From mboxrd@z Thu Jan  1 00:00:00 1970
From: Daniel Berlin <dan@cgsoftware.com>
To: Jim Blandy <jimb@zwingli.cygnus.com>
Cc: gdb-patches@sources.redhat.com
Subject: Re: [WIP] New dwarf2 reader - updated 07-02-2001
Date: Tue, 31 Jul 2001 13:45:00 -0000
Message-id: <229924053.996597936@[192.168.0.106]>
References: <npg0bc96ou.fsf@zwingli.cygnus.com>
X-SW-Source: 2001-07/msg00763.html

--On Tuesday, July 31, 2001 3:36 PM -0500 Jim Blandy 
<jimb@zwingli.cygnus.com> wrote:

>
> Daniel Berlin <dan@cgsoftware.com> writes:
>> Jim Blandy <jimb@zwingli.cygnus.com> writes:
>> > - MD5 generates a 128-bit checksum.  Any reason you only use the first
>> >   32 bits in your hash?  It looks like checksum_die and
>> >   checksum_partial_die both cut it off at eight digits.
>> I use the first 64 bits, just like GCC does for checksumming DIE's and
>> duplicate elimination.  Though i'll give you gcc also includes the
>> name attached to the die.
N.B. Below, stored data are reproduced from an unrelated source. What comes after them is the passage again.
PR #10404, opened 2021-12-24
std: Fix using `fs.Dir.Iterator` twice

### LINKED ISSUE #10317: `std.fs.Dir.walk` only works once
### Zig Version

0.9.0-dev.1815+20e19e75f

### Steps to Reproduce

```
$ zig init-exe
```

place the following contents in `src/main.zig`

```zig
const std = @import("std");

test {
    const allocator = std.testing.allocator;
    var dir = try std.fs.cwd().openDir("src", .{ .iterate = true });
    defer dir.close();
    const expected = try dirEntryCount(allocator, dir);
    const actual = try dirEntryCount(allocator, dir);
    try std.testing.expectEqual(expected, actual);
}

fn dirEntryCount(allocator: *std.mem.Allocator, dir: std.fs.Dir) !usize {
    var count: usize = 0;
    var walker = try dir.walk(allocator);
    defer walker.deinit();
    while (try walker.next()) |_| {
        count += 1;
    }
    return count;
}
```

```
$ zig build
```

### Expected Behavior

```
All 1 tests passed.
```

### Actual Behavior

```
Test [1/1] test ""... expected 1, found 0
Test [2/1] test ""... FAIL (TestExpectedEqual)
/home/snuc/.local/share/zig/lib/std/testing.zig:79:17: 0x20c645 in std.testing.expectEqual (test)
                ^
/home/snuc/dev/aquila/test.zig:9:5: 0x20b97a in test "" (test)
    try std.testing.expectEqual(expected, actual);
    ^
```

ominitay:
This fixes the use of multiple `Iterator`s in a row on a directory. Previously, on many platforms, using an `Iterator` on an already-iterated directory would give no entries.

Fixing this involved seeking to the beginning of the directory on the first call of `next()`.

cc: @nektro @squeek502 
fixes #10317

### DIFF
--- a/lib/std/fs.zig
+++ b/lib/std/fs.zig
@@ -300,6 +300,7 @@ pub const Dir = struct {
             buf: [8192]u8, // TODO align(@alignOf(os.system.dirent)),
             index: usize,
             end_index: usize,
+            first_iter: bool,
 
             const Self = @This();
 
@@ -319,6 +320,10 @@ pub const Dir = struct {
             fn nextDarwin(self: *Self) !?Entry {
                 start_over: while (true) {
                     if (self.index >= self.end_index) {
+                        if (self.first_iter) {
+                            std.os.lseek_SET(self.dir.fd, 0) catch unreachable; // EBADF here likely means that the Dir was not opened with iteration permissions
+                            self.first_iter = false;
+                        }
                         const rc = os.system.__getdirentries64(
                             self.dir.fd,
                             &self.buf,
@@ -369,6 +374,10 @@ pub const Dir = struct {
             fn nextSolaris(self: *Self) !?Entry {
                 start_over: while (true) {
                     if (self.index >= self.end_index) {
+                        if (self.first_iter) {
+                            std.os.lseek_SET(self.dir.fd, 0) catch unreachable; // EBADF here likely means that the Dir was not opened with iteration permissions
+                            self.first_iter = false;
+                        }
                         const rc = os.system.getdents(self.dir.fd, &self.buf, self.buf.len);
                         switch (os.errno(rc)) {
                             .SUCCESS => {},
@@ -423,6 +432,10 @@ pub const Dir = struct {
             fn nextBsd(self: *Self) !?Entry {
                 start_over: while (true) {
                     if (self.index >= self.end_index) {
+                        if (self.first_iter) {
+                            std.os.lseek_SET(self.dir.fd, 0) catch unreachable; // EBADF here likely means that the Dir was not opened with iteration permissions
+                            self.first_iter = false;
+                        }
                         const rc = if (builtin.os.tag == .netbsd)
                             os.system.__getdents30(self.dir.fd, &self.buf, self.buf.len)
                         else
@@ -479,6 +492,7 @@ pub const Dir = struct {
             buf: [8192]u8, // TODO align(@alignOf(os.dirent64)),
             index: usize,
             end_index: usize,
+            first_iter: bool,
 
             const Self = @This();
 
@@ -491,6 +505,10 @@ pub const Dir = struct {
                     // TODO: find a better max
                     const HAIKU_MAX_COUNT = 10000;
                     if (self.index >= self.end_index) {
+                        if (self.first_iter) {
+                            std.os.lseek_SET(self.dir.fd, 0) catch unreachable; // EBADF here likely means that the Dir was not opened with iteration permissions
+                            self.first_iter = false;
+                        }
                         const rc = os.system._kern_read_dir(
                             self.dir.fd,
                             &self.buf,
@@ -563,6 +581,7 @@ pub const Dir = struct {
             buf: [8192]u8 align(if (builtin.os.tag != .linux) 1 else @alignOf(linux.dirent64)),
             index: usize,
             end_index: usize,
+            first_iter: bool,
 
             const Self = @This();
             const linux = os.linux;
@@ -574,6 +593,10 @@ pub const Dir = struct {
             pub fn next(self: *Self) Error!?Entry {
                 start_over: while (true) {
                     if (self.index >= self.end_index) {
+                        if (self.first_iter) {
+                            std.os.lseek_SET(self.dir.fd, 0) catch unreachable; // EBADF here likely means that the Dir was not opened with iteration permissions
+                            self.first_iter = false;
+                        }
                         const rc = linux.getdents64(self.dir.fd, &self.buf, self.buf.len);
                         switch (linux.getErrno(rc)) {
                             .SUCCESS => {},
@@ -620,7 +643,7 @@ pub const Dir = struct {
             buf: [8192]u8 align(@alignOf(os.windows.FILE_BOTH_DIR_INFORMATION)),
             index: usize,
             end_index: usize,
-            first: bool,
+            first_iter: bool,
             name_data: [256]u8,
 
             const Self = @This();
@@ -645,9 +668,9 @@ pub const Dir = struct {
                             .FileBothDirectoryInformation,
                             w.FALSE,
                             null,
-                            if (self.first) @as(w.BOOLEAN, w.TRUE) else @as(w.BOOLEAN, w.FALSE),
+                            if (self.first_iter) @as(w.BOOLEAN, w.TRUE) else @as(w.BOOLEAN, w.FALSE),
                         );
-                        self.first = false;
+                        self.first_iter = false;
                         if (io.Information == 0) return null;
                         self.index = 0;
                         self.end_index = io.Information;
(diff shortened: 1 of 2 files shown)


kubkon:
I take it that #10317 is still not fixed hence why the CI fails with this test added? If that's the case, I see two solutions for this PR to be in mergable state: 1) if you're up for it, you could propose a fix to #10317, or 2) disable this test for the time being an leave a TODO comment referencing the issue. Lemme know what you think!

nektro:
i think `// TODO https://github.com/ziglang/zig/issues/10317` is a good route, there's precedence

ominitay:
Yep, sorry, my PRs have fallen behind. I'll get this sorted in a moment to be merged.

ominitay:
I'd like to see the Windows CI pass before this is merged, to be sure :)

ominitay:
Ok, ready to merge! @kubkon

lib/std/fs.zig
```diff
@@ -300,6 +300,7 @@ pub const Dir = struct {
             buf: [8192]u8, // TODO align(@alignOf(os.system.dirent)),
             index: usize,
             end_index: usize,
+            first: bool,
```
kubkon, line 303: Would you mind renaming the field to something less ambiguous like for example `first_scan` or `first_iteration`? IMHO this will greatly improve readability of this code.

lib/std/fs.zig
```diff
@@ -369,6 +370,10 @@ pub const Dir = struct {
             fn nextSolaris(self: *Self) !?Entry {
                 start_over: while (true) {
                     if (self.index >= self.end_index) {
+                        if (self.first) {
+                            std.os.lseek_SET(self.dir.fs, 0) catch unreachable;
```
kubkon, line 374: Are we sure this cannot fail?

ominitay: It definitely can't on Linux, I assumed POSIX compliant systems would be the same, though I just pushed this to see how the tests run.

lib/std/fs.zig
ominitay: Was doing this to match the existing Windows implementation, so should that be changed also?

kubkon: Yeah, change the field name in all children. I think in this case being verbose is a good thing.

lib/std/fs.zig
squeek502: I think an explanatory comment on each `catch unreacable` would be nice, but the possible errors for each platform are (from [`lseek(2)`](https://man7.org/linux/man-pages/man2/lseek.2.html)):

- `EBADF` when Dir.fd is invalid or wasn't opened with iteration. This `catch unreachable` would show up later anyway during the `next` call (see [here and other similar lines](https://github.com/ziglang/zig/blob/35423b005440c9f31a4cc6a53ccf6b7edd08b859/lib/std/fs.zig#L580)), so it being triggered during the `lseek_SET` just moves where it happens.
- `EINVAL` when "whence is not valid or the resulting file offset would be negative, or beyond the end of a seekable device.", but we're always using the known-to-be-valid `SEEK_SET` and the offset is always `0`
- `EOVERFLOW` when "The resulting file offset cannot be represented in an off_t", but we know `0` will be the resulting file offset
- `ENXIO` when lseek is using `SEEK_DATA` or `SEEK_HOLE` (actually, this isn't even a possible error within lseek_SET since we know we're using `SEEK_SET`)
- `ESPIPE` when "fd is associated with a pipe, socket, or FIFO.", but we know `fd` is a directory

WASI has an additional `ENOTCAPABLE` that I'm unsure about when/if it can be triggered.

kubkon: Hmm, I see. Curious to see if it applies to BSD/macOS too. I remember in the past I had some mixed experience with Dir iterators on macOS - the way the dir pointer works was completely different to how it works on Linux. But let's see if the tests pass. If so, then we're golden!

ominitay: Yeah, worth looking further into this.

lib/std/fs.zig
```diff
@@ -369,6 +370,10 @@ pub const Dir = struct {
             fn nextSolaris(self: *Self) !?Entry {
                 start_over: while (true) {
                     if (self.index >= self.end_index) {
+                        if (self.first) {
+                            std.os.lseek_SET(self.dir.fd, 0) catch unreachable;
```
squeek502, line 374: For better debugging, I think adding a comment similar to the ones in the `Iterator.next` functions here would be nice (and the same comment on all the `lseek_SET catch unreachable` calls):

```suggestion
                            std.os.lseek_SET(self.dir.fd, 0) catch unreachable; // EBADF here likely means that the Dir was opened without iteration ability
```

See [this comment](https://github.com/ziglang/zig/issues/10317#issuecomment-1012129796) for a comparison of the stack traces of an uniterable Dir when it happens during `lseek_SET` vs `Iterator.next`

lib/std/fs.zig
kubkon: > I think an explanatory comment on each `catch unreachable` would be nice, but the possible errors for each platform are (from [`lseek(2)`](https://man7.org/linux/man-pages/man2/lseek.2.html)):
> 
> * `EBADF` when Dir.fd is invalid or wasn't opened with iteration. This `catch unreachable` would show up later anyway during the `next` call (see [here and other similar lines](https://github.com/ziglang/zig/blob/35423b005440c9f31a4cc6a53ccf6b7edd08b859/lib/std/fs.zig#L580)), so it being triggered during the `lseek_SET` just moves where it happens.
> * `EINVAL` when "whence is not valid or the resulting file offset would be negative, or beyond the end of a seekable device.", but we're always using the known-to-be-valid `SEEK_SET` and the offset is always `0`
> * `EOVERFLOW` when "The resulting file offset cannot be represented in an off_t", but we know `0` will be the resulting file offset
> * `ENXIO` when lseek is using `SEEK_DATA` or `SEEK_HOLE` (actually, this isn't even a possible error within lseek_SET since we know we're using `SEEK_SET`)
> * `ESPIPE` when "fd is associated with a pipe, socket, or FIFO.", but we know `fd` is a directory
> 
> WASI has an additional `ENOTCAPABLE` that I'm unsure about when/if it can be triggered.

`ENOTCAPABLE` would be triggered when we want iterate a dir tree we weren't given capabilities to do so.

lib/std/fs.zig
```diff
@@ -369,6 +370,10 @@ pub const Dir = struct {
             fn nextSolaris(self: *Self) !?Entry {
                 start_over: while (true) {
                     if (self.index >= self.end_index) {
+                        if (self.first) {
```
squeek502, line 373: Aren't these conditions backwards? We only want to `lseek_SET` when it's *not* the first iteration, right?

ominitay: No. We should rewind the directory before reading entries, and only on the first iteration. When else would we do it?

lib/std/fs.zig
ominitay: Yep, good idea. Will wait for CI results to come through and then push this.

lib/std/fs.zig
squeek502: Ah, you're right, sorry, had things mixed up in my head.

ominitay:
Am confused what went on with the Linux CI there. Seems to have failed on code which I didn't touch :/
My code seemed to pass fine though.

ominitay:
Will just push this to rerun CI

nektro:
maybe rebase

ominitay:
> maybe rebase

Already did that. This is so odd. Maybe I'll try reverting the changes I did to the WASI impl, see if that does anything...

ominitay:
Seems to have done it. Somehow using `lseek_SET` in WASI broke unrelated things ...

squeek502:
It looks like `lseek_SET` is unecessary for WASI, and the rewinding is already taken care of by using `DIRCOOKIE_START` when creating the Iterator here:

https://github.com/ziglang/zig/blob/0e6d2184cacf2dd1fad7508b2f9ae99d78763148/lib/std/fs.zig#L789

`fd_readdir` and `dircookie` docs:

- https://github.com/WebAssembly/WASI/blob/main/phases/snapshot/docs.md#-fd_readdirfd-fd-buf-pointeru8-buf_len-size-cookie-dircookie---resultsize-errno
- https://github.com/WebAssembly/WASI/blob/main/phases/snapshot/docs.md#dircookie

The current implementation with no changes already passes the `Dir.Iterator twice` test case.

ominitay:
Fantastic, thank you for explaining that to me!

With that, this should be ready to merge.

lib/std/fs.zig
```diff
@@ -574,10 +593,14 @@ pub const Dir = struct {
             pub fn next(self: *Self) Error!?Entry {
                 start_over: while (true) {
                     if (self.index >= self.end_index) {
+                        if (self.first_iter) {
+                            std.os.lseek_SET(self.dir.fd, 0) catch unreachable; // Can't fail
```
squeek502, line 597: This should probably have the `// EBADF here likely means that the Dir was not opened with iteration permissions` comment as well

lib/std/fs.zig
```diff
@@ -574,10 +593,14 @@ pub const Dir = struct {
...
+                            self.first_iter = false;
+                        }
                         const rc = linux.getdents64(self.dir.fd, &self.buf, self.buf.len);
                         switch (linux.getErrno(rc)) {
                             .SUCCESS => {},
-                            .BADF => unreachable, // Dir is invalid or was opened without iteration ability
+                            .BADF => unreachable, // EBADF here likely means that the Dir was not opened with iteration permissions
```
squeek502, line 603: This comment can probably stay as it was before.

ominitay: Ah I confused the two lines ;)

Vexu (approved):

kubkon (approved):
Looks great @ominitay ! Thank you for seeing it through!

I'll happily make the two algorithms
>> *exactly* the same if you like.
>
> Eight hex digits * 4 bits per hex digit is 32 bits.  No?
>
>     static inline char *
>     checksum_die (struct die_info *die)
>     {
>       struct md5_ctx ctx;
>       char *retval;
>       int i;
>       unsigned char checksum[16];
>       md5_init_ctx (&ctx);
>       process_full_die (die, &ctx);
>       md5_finish_ctx (&ctx, checksum);
>       retval = xcalloc (1, 9);
>       for (i = 0; i < 4; ++i)
>         sprintf (retval + (i * 2), "%.2x", checksum[i]);
>       retval[8] = 0;
>       return retval;
>     }
>
> The "MD5 never clashes" thesis is okay by me.  But to say that,
> therefore, the first 32 bits of MD5 never clash, is not okay.
>
> Using a function yielding n distinct hash values, the probability is
> 1/n that they clash, thus 1-1/n that they don't clash.  For p
> independent pairs, the chances are (1-1/n)^p that none clash.  For a
> set of d dies, there are d(d-1) pairs.  So in our case, using 32 bits
> of MD5 for 10000 distinct dies, the chance of no clashes are
> (1-1/(2^32))^(10000(10000-1)), or 0.977.  Thus a 2.3% chance of a
> clash.  This sucks.
>
> Using 64 bits, as you intended, is much better, but why not use the
> full 128?  Honestly, why play this kind of game at all?
Because it's faster than trying to keep all the die data.
>  It's not that
> hard to do the job perfectly --- just use the significant die contents
> themselves as the tree key.  No collisions, no hash function, simpler.
>

Um, think about how much memory that would use.
We'd have to keep copies of die contents around.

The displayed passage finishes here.